→ WHAT YOU SHOULD DO
Reproduce each line of the entries that carries "charge".

[Collected data]
►
PR #27823, opened 2019-08-22
Simulation of APV dynamic gain

EmyrClement:
#### PR description:

Include a simulation of the APV dynamic gain in TIB and TOB, aiming to improve description of 2016 data before the VFP setting was changed part way through the year.  This improvement is targeting the 2016 UL campaign.

- A set of APV baseline distributions, which represent the charge accumulated on a strip over several bunch crossings, are provided as an input
  - These are stored as text files in SimTracker/SiStripDigitizer/data/
  - Are read in a similar way to the APV pulse shape
  - These are provided per layer, and in bins of PU and z within a layer, and are "unrolled" as one long array of numbers in the text files.
- Each time a charge is deposited on a strip, the APV response is simulated.  This is linear for low APV baselines (little charge remaining on strip from previous interactions), but becomes non-linear for high APV baselines.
◄
→ SOLUTION TO THIS PROBLEM
- A set of APV baseline distributions, which represent the charge accumulated on a strip over several bunch crossings, are provided as an input
- Each time a charge is deposited on a strip, the APV response is simulated.  This is linear for low APV baselines (little charge remaining on strip from previous interactions), but becomes non-linear for high APV baselines.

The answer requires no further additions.